Return every line from the listing where the word "pruning" occurs.

====== Data under study ======

PR #2961, opened 2026-08-07
Stop-6047-Fixed Example Data of Type Integer(int64,32) and Number(double/float)

SB-venkatyadavilli:
[STOP-6047](https://smartbear.atlassian.net/browse/STOP-6047)

## Description:
Fixed the issue currently affecting Integer (int32, int64) and Number (float, double) types. Previously, when no default value was provided, the example section automatically inferred and displayed the minimum value based on the type's range. With this fix, the example section now displays 0 for these types when no default value is specified.

## How Has This Been Tested?:
have tested on Elements-dev-portal

### Before:
image

### After:
image

### Before:
image

### After:
image

## Impact Analysis:
[https://smartbear.atlassian.net/wiki/x/DAAykwE](https://smartbear.atlassian.net/wiki/x/DAAykwE)

[STOP-6047]: https://smartbear.atlassian.net/browse/STOP-6047?atlOrigin=eyJpIjoiNWRkNTljNzYxNjVmNDY3MDlhMDU5Y2ZhYzA5YTRkZjUiLCJwIjoiZ2l0aHViLWNvbS1KU1cifQ

### DIFF
--- a/packages/elements-core/package.json
+++ b/packages/elements-core/package.json
@@ -1,6 +1,6 @@
 {
   "name": "@stoplight/elements-core",
-  "version": "9.0.24",
+  "version": "9.0.25",
   "sideEffects": [
     "web-components.min.js",
     "src/web-components/**",
--- a/packages/elements-core/src/components/TryIt/Response/Response.tsx
+++ b/packages/elements-core/src/components/TryIt/Response/Response.tsx
@@ -13,6 +13,7 @@ export interface ResponseState {
   bodyText?: string;
   contentType: string | null;
   blob?: Blob;
+  skipBodyParsing?: boolean;
 }
 
 export interface ErrorState {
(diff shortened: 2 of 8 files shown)


pareshb3089 (approved):
looks goods

SB-ChetanKorde (commented):
I think we need to upgrade package version for elements if we make any changes and want to publish it. I dont see files related to it.

SB-venkatyadavilli:
> I think we need to upgrade package version for elements if we make any changes and want to publish it. I dont see files related to it.

have added Bump up Elements versions files

SB-ChetanKorde (approved):
Package upgrades and Changes for newly added OAS numeric format and range looks good to me.

packages/elements-core/package.json
```diff
@@ -1,6 +1,6 @@
 {
   "name": "@stoplight/elements-core",
-  "version": "9.0.24",
+  "version": "9.0.25",
```
ben-smartbear: this should be 9.0.26

ben-smartbear (changes requested):
lgtm, but the versions are wrong

packages/elements-core/package.json
SB-venkatyadavilli: have updated the versions

ben-smartbear (approved):

PR #7, opened 2022-06-21
One shot optimization

echarlaix:
In this PR we add the possibility to do one shot optimization, allowing to combine quantization aware training with pruning. We should wait for a release of neural-compressor to have access to updates on the [_pre_hook_for_qat](https://github.com/intel/neural-compressor/blob/d9d51cf56a611b9d1d6e4ce47f0a04fe0f44f005/neural_compressor/adaptor/pytorch.py#L2615) method before merging.

### DIFF
--- a/examples/config/prune.yml
+++ b/examples/config/prune.yml
@@ -17,7 +17,7 @@ version: 1.0
 
 model:
   name: bert_prune
-  framework: pytorch
+  framework: pytorch_fx
 
 pruning:
   approach:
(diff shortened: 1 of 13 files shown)


echarlaix:
Hi @hshen14, currently the combination of pruning and [qat](https://github.com/intel/neural-compressor/blob/aac0a0ec860d6d875467a8b7fb119ec18713fd48/neural_compressor/experimental/component.py#L134) does not work. This comes from the model tracing and is present in [v1.12](https://github.com/intel/neural-compressor/blob/v1.12/neural_compressor/adaptor/pytorch.py#L2625) but should be solved in the next release thanks to [this](https://github.com/intel/neural-compressor/blob/master/neural_compressor/adaptor/pytorch.py#L2640) addition.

======

#### Exercise output
In this PR we add the possibility to do one shot optimization, allowing to combine quantization aware training with pruning. We should wait for a release of neural-compressor to have access to updates on the [_pre_hook_for_qat](https://github.com/intel/neural-compressor/blob/d9d51cf56a611b9d1d6e4ce47f0a04fe0f44f005/neural_compressor/adaptor/pytorch.py#L2615) method before merging.
 pruning:
Hi @hshen14, currently the combination of pruning and [qat](https://github.com/intel/neural-compressor/blob/aac0a0ec860d6d875467a8b7fb119ec18713fd48/neural_compressor/experimental/component.py#L134) does not work. This comes from the model tracing and is present in [v1.12](https://github.com/intel/neural-compressor/blob/v1.12/neural_compressor/adaptor/pytorch.py#L2625) but should be solved in the next release thanks to [this](https://github.com/intel/neural-compressor/blob/master/neural_compressor/adaptor/pytorch.py#L2640) addition.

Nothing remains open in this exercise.